Extract the complete data exactly as given.
━━━ MATERIAL FOR THE TASK ━━━
PR #949, opened 2024-07-01
numaresources: cleanup and modularize controller

ffromani:
internal cleanup of the reconciliation functions to enable future enhancements

xref: OCPBUGS-36314


Tal-or:
LGTM but tests are falling, i'll provide the label when tests will pass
━━━
* _TASK RESPONSE_
PR #949, opened 2024-07-01
numaresources: cleanup and modularize controller

ffromani:
internal cleanup of the reconciliation functions to enable future enhancements

xref: OCPBUGS-36314


Tal-or:
LGTM but tests are falling, i'll provide the label when tests will pass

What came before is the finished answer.